** Opening Material to process block **

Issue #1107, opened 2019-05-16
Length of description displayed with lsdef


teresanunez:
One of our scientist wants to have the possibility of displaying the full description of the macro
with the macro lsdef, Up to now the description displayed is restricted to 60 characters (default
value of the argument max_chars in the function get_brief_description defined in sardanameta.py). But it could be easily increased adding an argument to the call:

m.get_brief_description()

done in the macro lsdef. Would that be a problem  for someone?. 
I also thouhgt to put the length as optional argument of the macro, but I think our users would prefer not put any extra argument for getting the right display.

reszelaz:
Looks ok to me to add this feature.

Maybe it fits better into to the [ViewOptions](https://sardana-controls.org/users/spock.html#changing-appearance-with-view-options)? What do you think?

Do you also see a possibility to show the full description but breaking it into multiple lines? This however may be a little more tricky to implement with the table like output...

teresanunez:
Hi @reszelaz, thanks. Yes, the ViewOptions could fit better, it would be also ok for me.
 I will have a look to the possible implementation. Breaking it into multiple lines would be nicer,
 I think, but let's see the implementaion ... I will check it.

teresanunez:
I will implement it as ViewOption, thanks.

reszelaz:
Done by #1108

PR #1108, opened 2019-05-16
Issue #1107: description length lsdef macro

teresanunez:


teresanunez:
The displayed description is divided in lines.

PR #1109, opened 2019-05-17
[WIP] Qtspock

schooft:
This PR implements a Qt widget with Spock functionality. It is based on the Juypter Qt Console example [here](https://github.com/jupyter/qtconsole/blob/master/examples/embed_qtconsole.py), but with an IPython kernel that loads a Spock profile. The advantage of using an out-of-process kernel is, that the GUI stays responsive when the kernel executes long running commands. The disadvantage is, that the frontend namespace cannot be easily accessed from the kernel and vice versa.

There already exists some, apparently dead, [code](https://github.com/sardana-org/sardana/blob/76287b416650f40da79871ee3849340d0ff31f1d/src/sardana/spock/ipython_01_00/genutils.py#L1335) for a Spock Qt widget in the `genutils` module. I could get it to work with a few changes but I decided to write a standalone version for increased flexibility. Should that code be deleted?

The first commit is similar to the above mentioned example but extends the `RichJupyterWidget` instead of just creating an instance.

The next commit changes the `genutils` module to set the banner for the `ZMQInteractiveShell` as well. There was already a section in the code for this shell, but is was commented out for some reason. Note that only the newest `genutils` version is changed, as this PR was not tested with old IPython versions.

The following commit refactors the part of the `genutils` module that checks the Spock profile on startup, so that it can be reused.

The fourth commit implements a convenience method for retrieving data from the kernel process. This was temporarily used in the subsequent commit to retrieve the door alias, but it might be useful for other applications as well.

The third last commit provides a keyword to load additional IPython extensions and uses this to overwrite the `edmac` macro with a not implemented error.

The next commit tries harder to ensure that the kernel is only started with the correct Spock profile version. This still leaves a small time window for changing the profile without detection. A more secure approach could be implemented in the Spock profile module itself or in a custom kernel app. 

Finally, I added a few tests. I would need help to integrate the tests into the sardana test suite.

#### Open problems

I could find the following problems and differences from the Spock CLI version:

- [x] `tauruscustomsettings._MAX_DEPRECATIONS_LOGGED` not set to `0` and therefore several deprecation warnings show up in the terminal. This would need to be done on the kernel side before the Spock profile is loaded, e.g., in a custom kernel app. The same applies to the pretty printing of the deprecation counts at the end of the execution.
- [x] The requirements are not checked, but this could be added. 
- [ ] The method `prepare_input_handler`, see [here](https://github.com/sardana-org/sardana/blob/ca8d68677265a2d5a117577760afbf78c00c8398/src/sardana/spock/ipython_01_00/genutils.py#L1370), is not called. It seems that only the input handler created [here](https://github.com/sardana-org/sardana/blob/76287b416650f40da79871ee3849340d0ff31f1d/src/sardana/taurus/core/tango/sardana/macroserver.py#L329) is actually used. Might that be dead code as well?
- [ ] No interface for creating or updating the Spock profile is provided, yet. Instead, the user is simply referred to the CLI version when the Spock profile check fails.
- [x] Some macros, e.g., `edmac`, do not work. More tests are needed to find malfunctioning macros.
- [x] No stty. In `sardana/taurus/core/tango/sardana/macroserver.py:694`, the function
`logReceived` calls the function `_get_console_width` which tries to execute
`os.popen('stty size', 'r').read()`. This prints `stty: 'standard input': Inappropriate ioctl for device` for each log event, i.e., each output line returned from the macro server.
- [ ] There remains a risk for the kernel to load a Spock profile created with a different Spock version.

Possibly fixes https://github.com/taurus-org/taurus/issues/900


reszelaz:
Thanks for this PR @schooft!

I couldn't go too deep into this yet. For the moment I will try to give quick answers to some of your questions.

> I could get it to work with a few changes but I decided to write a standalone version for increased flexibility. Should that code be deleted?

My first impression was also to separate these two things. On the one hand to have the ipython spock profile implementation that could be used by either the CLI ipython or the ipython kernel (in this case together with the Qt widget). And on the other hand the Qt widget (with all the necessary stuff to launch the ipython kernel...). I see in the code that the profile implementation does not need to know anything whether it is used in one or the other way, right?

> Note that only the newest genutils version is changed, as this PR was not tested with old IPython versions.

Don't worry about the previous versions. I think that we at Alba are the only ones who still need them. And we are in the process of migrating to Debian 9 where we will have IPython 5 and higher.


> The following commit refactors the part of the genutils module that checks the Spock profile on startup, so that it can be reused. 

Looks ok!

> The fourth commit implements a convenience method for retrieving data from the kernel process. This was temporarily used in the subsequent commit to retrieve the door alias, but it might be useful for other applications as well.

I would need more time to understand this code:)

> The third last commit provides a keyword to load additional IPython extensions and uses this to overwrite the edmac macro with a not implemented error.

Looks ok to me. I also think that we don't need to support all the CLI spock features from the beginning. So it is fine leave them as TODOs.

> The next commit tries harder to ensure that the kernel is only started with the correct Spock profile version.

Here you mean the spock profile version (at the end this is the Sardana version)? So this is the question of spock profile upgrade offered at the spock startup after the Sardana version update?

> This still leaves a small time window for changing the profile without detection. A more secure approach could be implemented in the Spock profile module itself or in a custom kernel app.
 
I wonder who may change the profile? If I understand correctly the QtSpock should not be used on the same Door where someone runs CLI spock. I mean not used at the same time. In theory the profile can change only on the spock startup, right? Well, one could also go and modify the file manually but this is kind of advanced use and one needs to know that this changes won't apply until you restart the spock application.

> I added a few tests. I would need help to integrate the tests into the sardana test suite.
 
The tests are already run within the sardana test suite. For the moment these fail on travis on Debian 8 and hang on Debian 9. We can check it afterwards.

** Closing Material to process block **
** Opening Material to process block **

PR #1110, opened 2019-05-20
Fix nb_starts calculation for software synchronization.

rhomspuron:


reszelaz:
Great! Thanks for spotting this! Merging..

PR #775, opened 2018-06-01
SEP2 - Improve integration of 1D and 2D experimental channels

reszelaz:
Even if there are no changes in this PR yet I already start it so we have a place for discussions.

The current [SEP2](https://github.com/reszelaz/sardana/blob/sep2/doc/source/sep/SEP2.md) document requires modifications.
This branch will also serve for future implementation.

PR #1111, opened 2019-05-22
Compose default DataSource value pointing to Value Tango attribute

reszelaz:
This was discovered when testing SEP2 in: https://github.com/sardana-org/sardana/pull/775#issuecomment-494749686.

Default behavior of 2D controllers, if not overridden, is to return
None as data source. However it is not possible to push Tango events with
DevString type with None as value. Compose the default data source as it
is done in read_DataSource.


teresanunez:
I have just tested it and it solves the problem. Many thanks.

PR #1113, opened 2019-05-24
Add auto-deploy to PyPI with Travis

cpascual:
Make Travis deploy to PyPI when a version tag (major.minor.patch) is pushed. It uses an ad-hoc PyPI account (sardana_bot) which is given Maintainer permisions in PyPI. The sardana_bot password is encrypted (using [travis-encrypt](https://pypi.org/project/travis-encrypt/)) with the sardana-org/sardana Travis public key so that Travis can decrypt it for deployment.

** Closing Material to process block **
** Opening Material to process block **

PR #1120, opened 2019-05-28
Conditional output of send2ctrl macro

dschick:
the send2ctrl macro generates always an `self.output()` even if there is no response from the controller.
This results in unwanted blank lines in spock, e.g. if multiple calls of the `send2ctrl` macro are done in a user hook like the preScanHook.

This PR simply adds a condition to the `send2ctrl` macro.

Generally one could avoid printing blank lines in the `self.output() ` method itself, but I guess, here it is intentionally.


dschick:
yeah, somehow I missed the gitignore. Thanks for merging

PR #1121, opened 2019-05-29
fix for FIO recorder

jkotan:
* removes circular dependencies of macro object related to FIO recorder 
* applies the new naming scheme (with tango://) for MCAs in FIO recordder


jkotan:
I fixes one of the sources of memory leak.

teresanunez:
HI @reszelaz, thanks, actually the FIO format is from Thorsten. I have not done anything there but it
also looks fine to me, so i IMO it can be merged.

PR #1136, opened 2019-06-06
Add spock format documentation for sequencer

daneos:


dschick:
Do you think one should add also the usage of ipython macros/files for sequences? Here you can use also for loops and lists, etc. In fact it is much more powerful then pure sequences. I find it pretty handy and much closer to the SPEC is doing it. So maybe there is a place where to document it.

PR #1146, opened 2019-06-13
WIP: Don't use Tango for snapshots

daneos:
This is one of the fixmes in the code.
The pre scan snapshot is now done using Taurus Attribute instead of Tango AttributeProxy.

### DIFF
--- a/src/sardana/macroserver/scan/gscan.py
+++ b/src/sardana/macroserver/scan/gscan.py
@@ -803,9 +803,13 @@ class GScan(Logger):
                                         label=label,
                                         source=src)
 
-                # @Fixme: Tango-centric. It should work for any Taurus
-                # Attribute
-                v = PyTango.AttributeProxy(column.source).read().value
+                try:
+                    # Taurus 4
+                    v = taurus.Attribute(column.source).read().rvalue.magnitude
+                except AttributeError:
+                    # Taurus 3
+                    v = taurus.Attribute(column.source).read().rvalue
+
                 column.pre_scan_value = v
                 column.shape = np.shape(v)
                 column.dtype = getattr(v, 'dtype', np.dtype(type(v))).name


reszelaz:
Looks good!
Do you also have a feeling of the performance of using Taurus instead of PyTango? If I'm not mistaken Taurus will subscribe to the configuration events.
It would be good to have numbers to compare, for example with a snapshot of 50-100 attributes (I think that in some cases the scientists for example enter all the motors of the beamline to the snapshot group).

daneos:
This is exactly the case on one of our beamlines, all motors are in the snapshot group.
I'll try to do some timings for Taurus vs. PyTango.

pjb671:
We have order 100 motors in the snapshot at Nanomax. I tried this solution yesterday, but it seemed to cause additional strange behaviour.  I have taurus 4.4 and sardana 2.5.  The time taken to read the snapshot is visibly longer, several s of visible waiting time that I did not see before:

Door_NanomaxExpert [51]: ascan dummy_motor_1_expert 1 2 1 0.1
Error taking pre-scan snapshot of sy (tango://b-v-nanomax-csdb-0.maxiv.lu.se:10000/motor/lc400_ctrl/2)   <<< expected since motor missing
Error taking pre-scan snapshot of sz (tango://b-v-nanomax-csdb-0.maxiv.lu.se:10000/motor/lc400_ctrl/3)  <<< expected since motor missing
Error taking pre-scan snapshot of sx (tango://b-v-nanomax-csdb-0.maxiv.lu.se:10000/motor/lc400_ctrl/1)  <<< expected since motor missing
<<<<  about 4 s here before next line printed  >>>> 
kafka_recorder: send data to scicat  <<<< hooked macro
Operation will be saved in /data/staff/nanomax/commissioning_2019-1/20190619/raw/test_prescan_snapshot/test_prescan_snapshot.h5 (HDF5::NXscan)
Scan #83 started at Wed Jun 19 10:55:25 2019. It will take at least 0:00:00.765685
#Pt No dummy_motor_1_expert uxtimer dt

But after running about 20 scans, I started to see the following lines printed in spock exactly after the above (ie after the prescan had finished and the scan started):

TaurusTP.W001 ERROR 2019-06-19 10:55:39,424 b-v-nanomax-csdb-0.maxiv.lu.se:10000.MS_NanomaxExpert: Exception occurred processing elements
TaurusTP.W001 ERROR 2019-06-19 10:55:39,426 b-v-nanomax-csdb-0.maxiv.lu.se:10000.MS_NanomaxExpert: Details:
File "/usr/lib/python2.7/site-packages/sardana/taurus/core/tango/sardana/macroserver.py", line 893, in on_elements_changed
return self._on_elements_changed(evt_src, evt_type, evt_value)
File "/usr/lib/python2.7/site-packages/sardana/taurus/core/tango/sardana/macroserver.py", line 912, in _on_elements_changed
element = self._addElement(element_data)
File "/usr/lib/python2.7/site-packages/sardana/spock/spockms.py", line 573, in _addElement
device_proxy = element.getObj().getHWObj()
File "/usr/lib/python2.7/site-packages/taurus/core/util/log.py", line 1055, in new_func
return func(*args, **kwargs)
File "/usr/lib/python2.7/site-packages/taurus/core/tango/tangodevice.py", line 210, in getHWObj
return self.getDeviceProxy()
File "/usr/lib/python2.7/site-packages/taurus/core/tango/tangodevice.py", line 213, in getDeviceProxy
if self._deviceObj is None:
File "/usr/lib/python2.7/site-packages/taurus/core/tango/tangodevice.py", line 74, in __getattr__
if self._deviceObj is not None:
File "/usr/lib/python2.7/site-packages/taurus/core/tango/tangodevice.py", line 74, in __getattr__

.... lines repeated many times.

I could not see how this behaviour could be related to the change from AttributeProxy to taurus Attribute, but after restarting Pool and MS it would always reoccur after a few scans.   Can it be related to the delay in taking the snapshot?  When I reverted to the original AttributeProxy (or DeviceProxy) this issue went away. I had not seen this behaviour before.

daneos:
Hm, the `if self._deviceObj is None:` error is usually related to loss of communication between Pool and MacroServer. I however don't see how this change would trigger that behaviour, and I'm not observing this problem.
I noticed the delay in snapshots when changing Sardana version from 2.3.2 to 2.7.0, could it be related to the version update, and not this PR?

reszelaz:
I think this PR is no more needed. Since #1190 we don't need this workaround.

** Closing Material to process block **

• [What the task asks]: Please return the lines above that run from the line containing "Issue #1107, opened 2019-05-16" to the line containing "with the macro", inclusive, exactly and with no other lines.

• [Exercise solution]:
Issue #1107, opened 2019-05-16
Length of description displayed with lsdef


teresanunez:
One of our scientist wants to have the possibility of displaying the full description of the macro
with the macro lsdef, Up to now the description displayed is restricted to 60 characters (default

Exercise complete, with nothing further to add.